Camouflage, Moonlight, and Predation: Key Concepts & Chapter 1 Themes

Interpreting the Kaufman data (camouflage, moonlight, and predation)

• Experimental setup (brief): pairs of mice with light and dark coats released into enclosures with either light-colored or dark-colored soil; an owl watches and the color of the first mouse caught is recorded; if neither is caught within $15\,\text{min}$, the trial is recorded as a zero.
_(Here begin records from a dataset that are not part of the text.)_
PR #211, opened 2022-09-09
Credential.tokenStateFlow

### LINKED ISSUE #210: Expose a Credential Token in a Coroutines StateFlow

Modern UI frameworks are built around observable data (`LiveData`, `StateFlow`, `State` in Jetpack Compose). Currently none of the objects within the SDK expose their data in an observable form. This means that external logic needs to be implemented to cause UIs to manually refresh their snapshot of data when state within the Okta SDK is updated.

This feature request is basically requesting that the `Credential` object exposes its current token via a `StateFlow` which would allow UIs to monitor the token for changes and automatically refresh their UI.

The reason I'm asking for access to the `token` in an observable format is to automatically drive a UI change when the user is logged in vs logged out.

While you are at it, it might be beneficial to also expose the `tags` via a `StateFlow` as well.

This should only affect the `Credential` object.

_No response_

### Additional Information?

I'd imagine this could be implemented via storing the private `_token` var as a `MutableStateFlow<Token?>`.
All access to it can then be accomplished internally using `_token.value`.
And a new property could be exposed: `val tokenStateFlow: StateFlow<Token?> get() = _token`

frett:
This exposes the current token for a `Credential` object as a `StateFlow` that can be observed.

Resolves #210

### DIFF
--- a/auth-foundation/src/main/java/com/okta/authfoundation/credential/Credential.kt
+++ b/auth-foundation/src/main/java/com/okta/authfoundation/credential/Credential.kt
@@ -30,8 +30,9 @@ import com.okta.authfoundation.util.CoalescingOrchestrator
 import kotlinx.coroutines.async
 import kotlinx.coroutines.awaitAll
 import kotlinx.coroutines.coroutineScope
+import kotlinx.coroutines.flow.Flow
 import kotlinx.coroutines.flow.MutableStateFlow
-import kotlinx.coroutines.flow.StateFlow
+import kotlinx.coroutines.flow.transformWhile
 import kotlinx.serialization.SerialName
 import kotlinx.serialization.Serializable
 import okhttp3.Interceptor
@@ -58,7 +59,7 @@ class Credential internal constructor(
         keepDataInMemory = { false },
     )
 
-    private val _token = MutableStateFlow(token)
+    private val state = MutableStateFlow<CredentialState>(CredentialState.Data(token))
 
     @Volatile private var isDeleted: Boolean = false
 
@@ -73,15 +74,18 @@ class Credential internal constructor(
      */
     val token: Token?
         get() {
-            return _token.value
+            return state.value.token
         }
 
     /**
-     * A [StateFlow] that contains the current [Token] that's stored and associated with this [Credential].
+     * A [Flow] that emits the current [Token] that's stored and associated with this [Credential].
      */
-    val tokenStateFlow: StateFlow<Token?>
+    val tokenFlow: Flow<Token?>
         get() {
-            return _token
+            return state.transformWhile {
+                emit(it.token)
+                it !is CredentialState.Deleted
+            }
         }
 
     /**
@@ -136,22 +140,22 @@ class Credential internal constructor(
      * @param token the token to update this [Credential] with, defaults to the current [Token].
      * @param tags the map to associate with this [Credential], defaults to the current tags.
      */
-    suspend fun storeToken(token: Token? = _token.value, tags: Map<String, String> = _tags) {
+    suspend fun storeToken(token: Token? = this.token, tags: Map<String, String> = _tags) {
         if (isDeleted) {
             oidcClient.configuration.eventCoordinator.sendEvent(CredentialStoredAfterRemovedEvent(this))
             return
         }
         val tokenToStore = token?.copy(
             // Refresh Token isn't ALWAYS returned when refreshing.
-            refreshToken = token.refreshToken ?: _token.value?.refreshToken,
+            refreshToken = token.refreshToken ?: this.token?.refreshToken,
             // Device Secret isn't returned when refreshing.
-            deviceSecret = token.deviceSecret ?: _token.value?.deviceSecret,
+            deviceSecret = token.deviceSecret ?: this.token?.deviceSecret,
         )
         val tagsCopy = tags.toMap() // Making a defensive copy, so it's not modified outside our control.
         storage.replace(
             updatedEntry = TokenStorage.Entry(storageIdentifier, tokenToStore, tagsCopy),
         )
-        _token.value = tokenToStore
+        state.value = CredentialState.Data(tokenToStore)
         _tags = tagsCopy
     }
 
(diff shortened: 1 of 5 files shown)


JayNewstrom (commented):
You'll need a few things before this can be merged:
- Run `./gradlew apiDump` to get the latest public APIs updated 
- Add tests for the new `val`.
- The flow should be closed when the credential `delete` method is called.

JayNewstrom:
I guess StateFlow isn't closable. I'm not sure how to signal this when the credential is deleted. How do we signal through to the flow they need to look up a new credential?

frett:
Hmm, a StateFlow can't be closed according to the API docs. Their suggestion in the API docs is:
> All errors and completion signals should be explicitly materialized if needed.

Possible solutions I see:
- create a sealed wrapper object to reflect the state
- set the value to null when it's deleted, with no further updates to it (this would mirror the `token` property behavior of just returning null when the credential is deleted)
- expose a `Flow` instead of a `StateFlow`, which could be closed.

frett:
I think my preference would be expose it as a `Flow` that can be closed. Any preference from the API standpoint since it is your API to maintain long term ;)

JayNewstrom:
Yeah, I think I'd prefer to expose it as a `Flow`. A consumer can convert it to a `StateFlow`, using the `token` property, if they require it. But I'd like to expose it in a closable way.

frett:
I'll work up those changes now, I'm going to probably implement it as an internal sealed state hierarchy so that internal state stays consistent and atomic.

JayNewstrom:
One other thing, we'll also need you to sign the CLA https://developer.okta.com/cla/

auth-foundation/src/main/java/com/okta/authfoundation/credential/Credential.kt
```diff
@@ -69,7 +77,18 @@ class Credential internal constructor(
...
+        }
+
+    /**
+     * A [Flow] that emits the current [Token] that's stored and associated with this [Credential].
+     */
+    val tokenFlow: Flow<Token?>
+        get() {
+            return state.transformWhile {
+                emit(it.token)
+                it !is CredentialState.Deleted
```
frett, line 90: this will emit a final null value before closing the `Flow`, I can rework this a bit if we don't want that final null emitted.

frett: at least that is my understanding of how `transformWhile` works, this is my first time using it.

frett:
> One other thing, we'll also need you to sign the CLA https://developer.okta.com/cla/

just emailed the CLA. going to work on writing some tests now

frett:
@JayNewstrom thoughts on using the turbine library to test out the flow behavior?

https://github.com/cashapp/turbine

JayNewstrom:
Go for it 👍

auth-foundation/src/test/java/com/okta/authfoundation/credential/CredentialTest.kt
```diff
@@ -126,6 +144,15 @@ class CredentialTest {
         assertThat(removedEvent.credential).isEqualTo(credential)
     }
 
+    @Test fun testGetTokenFlowEmitsSingleNullAfterRemove(): Unit = runBlocking {
+        val storage = mock<TokenStorage>()
+        val credentialDataSource = mock<CredentialDataSource>()
+        val token = createToken()
+        val credential = oktaRule.createCredential(token = token, tokenStorage = storage, credentialDataSource = credentialDataSource)
+        credential.delete()
+        assertThat(credential.getTokenFlow().single()).isNull()
```
JayNewstrom, line 153: This case seems like it should instantly be closed, and not return any items.

JayNewstrom (commented):
Overall this looks good. Thanks for putting in the work for this.

auth-foundation/src/test/java/com/okta/authfoundation/credential/CredentialTest.kt
frett: k, I do think it should emit a final `null` value for anyone already observing a token flow.

I'll see what I can come up with to return an empty flow if the credential was already deleted without changing the final `null` behavior

JayNewstrom:
@frett I typically do a `./gradlew apiDump spotlessApply testDebugUnitTest` to make sure everything is good locally. (Looks like lint is failing right now).

auth-foundation/src/main/java/com/okta/authfoundation/credential/Credential.kt
```diff
@@ -94,10 +96,13 @@ class Credential internal constructor(
...
-            emit(it.token)
-            it !is CredentialState.Deleted
-        }
+        return state
+            .transformWhile {
+                emit(it)
+                it !is CredentialState.Deleted
+            }
+            .dropWhile { it !is CredentialState.Data }
+            .map { it.token }
```
frett, line 105: @JayNewstrom I ended up going with this instead of a simple `if (isDeleted) return emptyFlow()` because this avoids a minor race condition if the credential is deleted after that block before the actual flow is returned.

It was definitely an edge case that would give a flow with a single null before closing.

frett: I don't feel that strongly about accidentally emitting a single element flow of `null`, so I can switch it back if you would prefer the simplicity of that solution over a solution without the race condition

frett:
> @frett I typically do a `./gradlew apiDump spotlessApply testDebugUnitTest` to make sure everything is good locally. (Looks like lint is failing right now).

was just an unused import, just force pushed the fixup

JayNewstrom:
Everything looks good. Thanks again for the PR!

I'm going to take the weekend to mull over this to make sure I'm not missing anything, and I also need to wait on confirmation of the CLA from an internal team member.

frett:
Sounds good, do you have a rough timeline for when you will be publishing a new version? or is there a SNAPSHOT build published anywhere I can consume until a new release comes out? (obviously the snapshot won't include this until it gets merged)

JayNewstrom:
I'm hoping to get a released published next week. But that's not a promise! One of my coworkers is working on another feature we're hoping to land in 1.1!

We don't publish snapshots right now. You can always use something like gradle composite builds to pull it in locally to do development against, but that's likely not going to be worth setting up in your CI to be able to merge with it.

JayNewstrom (approved):
Thanks again for the PR!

Trials repeated across soil colors and moonlight conditions.
• Data representation: two panels
  • Graph A: light-colored soil enclosure
  • Graph B: dark-colored soil enclosure
  • In each panel: comparison of light vs dark coat mice under two moonlight conditions (full moon vs no moon)
• Key variables
  • Independent variables (factors tested):
  • Soil color $S\in{\text{Light},\text{Dark}}$
  • Moonlight $M\in{\text{Full moon},\text{No moon}}$
  • Coat color $C\in{\text{Light},\text{Dark}}$
  • Dependent variable (response): number of mice caught, $N=\text{Number of mice caught}$
• Which axis carries which variable
  • Independent variables are along the x-axis (moonlight condition) and via panel differences (soil color)
  • Dependent variable is on the y-axis (number of mice caught)
• Quick interpretation approach (what to look for)
  • Compare dark vs light coat within the same soil color and moonlight condition to see camouflage effect
  • Compare across soil colors to see how background color influences predation
  • Compare moonlight conditions to assess how illumination modifies the camouflage effect
• Conceptual expectations (high level)
  • Predation tends to be higher when coat color contrasts with soil color
  • Moonlight changes visibility and can amplify or reduce the camouflage effect depending on the color-background pairing
• How to answer the exam questions (outline)
  • Identify independent vs dependent variables for each question
  • Use panel (soil color) as a separate condition, and moonlight as another axis; coat color is a within-condition comparison
  • Infer which combinations yield higher or lower predation by comparing the bars within each panel
• Equations and notation recap
  • Independent variables: $S\in{\text{Light},\text{Dark}},\quad M\in{\text{Full Moon},\text{No Moon}},\quad C\in{\text{Light},\text{Dark}}$
  • Dependent variable: $N=\text{Number of mice caught}$

Data interpretation concepts (general)

• Variables and axes: identify which factors are tested, which are observed outcomes
• Interaction effects: look for scenarios where the effect of one variable depends on another (e.g., coat color x soil color x moonlight)
• Synthesis: combine across both graphs to estimate overall predation patterns under moonlight vs no moon

Science, Technology, and Society (high-level ideas from Chapter 1)

• Science vs technology
  • Science aims to understand natural phenomena; technology aims to apply knowledge for practical purposes
  • Scientists describe discoveries; engineers describe inventions; both are interdependent
• Impact of science and technology on society
  • The powerful outcomes often arise from basic research applied later in technology
  • Ethical and societal questions accompany new technologies (e.g., DNA testing, privacy, consent)
• Diversity in science
  • Historically underrepresented groups; progress toward gender and minority representation has improved but gaps remain
  • Diverse perspectives strengthen scientific progress
• Practical example: DNA technology and forensics
  • DNA analysis can solve real cases (e.g., misconviction overturned) and enables advances in medicine, agriculture, and forensics
  • Raises ethical questions about testing, voluntary vs mandatory use, and access to information

Concept Check (from the text)

• 1) How does science differ from technology? (Key point: science seeks understanding; technology seeks application.)
• 2) Evolutionary connection example (Sickle-cell and malaria):
  • The sickle-cell gene is more common in sub-Saharan Africa due to its malaria-protective advantage; in the U.S., the gene is less common but still present. An evolutionary explanation involves differential fitness depending on malaria prevalence and heterozygote advantage; this showcases how genetics and environment drive population variation.